*** Opening Input data ***
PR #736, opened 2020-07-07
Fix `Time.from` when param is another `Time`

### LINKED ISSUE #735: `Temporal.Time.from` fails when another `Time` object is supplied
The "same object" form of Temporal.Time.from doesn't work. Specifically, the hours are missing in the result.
*** Closing Input data ***
*** Opening Input data ***
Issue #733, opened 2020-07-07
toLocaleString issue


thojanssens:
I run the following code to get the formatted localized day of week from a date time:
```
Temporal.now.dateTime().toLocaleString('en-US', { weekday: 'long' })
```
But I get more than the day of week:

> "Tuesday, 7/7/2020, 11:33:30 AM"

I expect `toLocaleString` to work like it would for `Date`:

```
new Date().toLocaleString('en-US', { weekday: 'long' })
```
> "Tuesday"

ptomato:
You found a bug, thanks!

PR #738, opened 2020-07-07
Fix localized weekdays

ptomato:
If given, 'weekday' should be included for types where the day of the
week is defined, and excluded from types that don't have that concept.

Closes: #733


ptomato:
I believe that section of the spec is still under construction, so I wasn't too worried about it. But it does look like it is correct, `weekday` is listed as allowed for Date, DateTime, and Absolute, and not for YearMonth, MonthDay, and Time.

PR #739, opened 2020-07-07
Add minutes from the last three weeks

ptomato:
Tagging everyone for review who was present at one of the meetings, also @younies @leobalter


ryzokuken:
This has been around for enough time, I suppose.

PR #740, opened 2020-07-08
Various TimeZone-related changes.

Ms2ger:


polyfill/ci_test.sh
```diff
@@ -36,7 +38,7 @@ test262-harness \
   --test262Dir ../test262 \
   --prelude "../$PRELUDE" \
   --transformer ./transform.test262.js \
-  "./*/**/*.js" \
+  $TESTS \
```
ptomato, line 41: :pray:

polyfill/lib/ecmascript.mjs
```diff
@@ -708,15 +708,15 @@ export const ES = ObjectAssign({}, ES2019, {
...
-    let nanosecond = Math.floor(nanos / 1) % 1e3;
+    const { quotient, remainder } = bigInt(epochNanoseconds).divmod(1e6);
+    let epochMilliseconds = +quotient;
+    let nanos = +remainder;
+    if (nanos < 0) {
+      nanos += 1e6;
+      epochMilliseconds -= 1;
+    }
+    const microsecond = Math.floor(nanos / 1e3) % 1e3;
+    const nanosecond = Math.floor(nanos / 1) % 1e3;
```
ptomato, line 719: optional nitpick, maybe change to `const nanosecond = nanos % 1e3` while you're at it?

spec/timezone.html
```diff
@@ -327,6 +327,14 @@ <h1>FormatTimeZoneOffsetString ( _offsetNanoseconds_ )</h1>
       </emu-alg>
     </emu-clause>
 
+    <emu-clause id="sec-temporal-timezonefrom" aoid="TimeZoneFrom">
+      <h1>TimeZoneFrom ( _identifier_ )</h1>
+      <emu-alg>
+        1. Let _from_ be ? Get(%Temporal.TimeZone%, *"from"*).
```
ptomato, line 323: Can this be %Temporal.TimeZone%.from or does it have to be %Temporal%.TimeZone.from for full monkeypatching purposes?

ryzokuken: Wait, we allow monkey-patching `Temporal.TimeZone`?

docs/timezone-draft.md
*** Closing Input data ***
*** Opening Input data ***
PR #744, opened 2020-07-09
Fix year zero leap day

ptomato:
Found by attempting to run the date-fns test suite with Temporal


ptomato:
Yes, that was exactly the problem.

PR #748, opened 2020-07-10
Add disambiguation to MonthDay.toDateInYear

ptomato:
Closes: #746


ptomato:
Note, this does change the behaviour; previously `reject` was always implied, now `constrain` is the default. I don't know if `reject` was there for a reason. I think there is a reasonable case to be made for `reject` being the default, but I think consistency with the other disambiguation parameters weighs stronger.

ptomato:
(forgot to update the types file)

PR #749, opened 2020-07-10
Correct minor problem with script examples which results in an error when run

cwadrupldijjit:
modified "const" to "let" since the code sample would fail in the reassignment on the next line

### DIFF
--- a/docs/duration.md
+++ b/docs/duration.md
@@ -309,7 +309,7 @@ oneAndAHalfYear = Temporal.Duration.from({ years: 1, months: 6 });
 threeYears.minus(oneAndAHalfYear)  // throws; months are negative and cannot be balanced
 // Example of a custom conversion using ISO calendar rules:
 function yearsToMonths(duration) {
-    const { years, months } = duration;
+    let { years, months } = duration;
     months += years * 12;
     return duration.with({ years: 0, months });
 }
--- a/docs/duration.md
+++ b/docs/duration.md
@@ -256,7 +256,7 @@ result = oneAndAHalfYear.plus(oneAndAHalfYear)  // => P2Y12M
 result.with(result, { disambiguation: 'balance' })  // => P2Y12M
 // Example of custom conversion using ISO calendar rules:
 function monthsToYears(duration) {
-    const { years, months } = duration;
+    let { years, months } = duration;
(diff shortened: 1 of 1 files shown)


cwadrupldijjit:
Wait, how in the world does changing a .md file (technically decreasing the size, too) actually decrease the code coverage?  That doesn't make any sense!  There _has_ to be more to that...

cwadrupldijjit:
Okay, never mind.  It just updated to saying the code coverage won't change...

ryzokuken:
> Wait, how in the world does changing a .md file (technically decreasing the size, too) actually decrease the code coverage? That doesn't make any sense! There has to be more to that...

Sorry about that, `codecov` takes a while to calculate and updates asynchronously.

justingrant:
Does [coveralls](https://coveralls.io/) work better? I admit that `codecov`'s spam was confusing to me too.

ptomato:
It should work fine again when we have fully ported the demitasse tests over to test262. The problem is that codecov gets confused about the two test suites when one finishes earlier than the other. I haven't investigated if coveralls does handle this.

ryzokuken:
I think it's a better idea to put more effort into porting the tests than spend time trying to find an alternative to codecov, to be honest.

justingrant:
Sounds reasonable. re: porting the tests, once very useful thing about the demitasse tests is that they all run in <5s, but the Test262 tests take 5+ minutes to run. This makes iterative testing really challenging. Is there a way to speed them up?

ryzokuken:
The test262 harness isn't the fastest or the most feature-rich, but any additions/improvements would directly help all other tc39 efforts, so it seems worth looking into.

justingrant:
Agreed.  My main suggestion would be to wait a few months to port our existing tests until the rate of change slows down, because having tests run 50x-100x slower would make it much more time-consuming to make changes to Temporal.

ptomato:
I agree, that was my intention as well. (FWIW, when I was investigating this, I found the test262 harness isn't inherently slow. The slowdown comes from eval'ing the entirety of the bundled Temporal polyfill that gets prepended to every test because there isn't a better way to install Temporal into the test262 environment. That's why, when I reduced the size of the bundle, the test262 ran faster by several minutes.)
*** Closing Input data ***
**Your assignment**:
If a line in the listing holds the word "harness", copy it out.

**Answer section**:
@@ -36,7 +38,7 @@ test262-harness \
The test262 harness isn't the fastest or the most feature-rich, but any additions/improvements would directly help all other tc39 efforts, so it seems worth looking into.
I agree, that was my intention as well. (FWIW, when I was investigating this, I found the test262 harness isn't inherently slow. The slowdown comes from eval'ing the entirety of the bundled Temporal polyfill that gets prepended to every test because there isn't a better way to install Temporal into the test262 environment. That's why, when I reduced the size of the bundle, the test262 ran faster by several minutes.)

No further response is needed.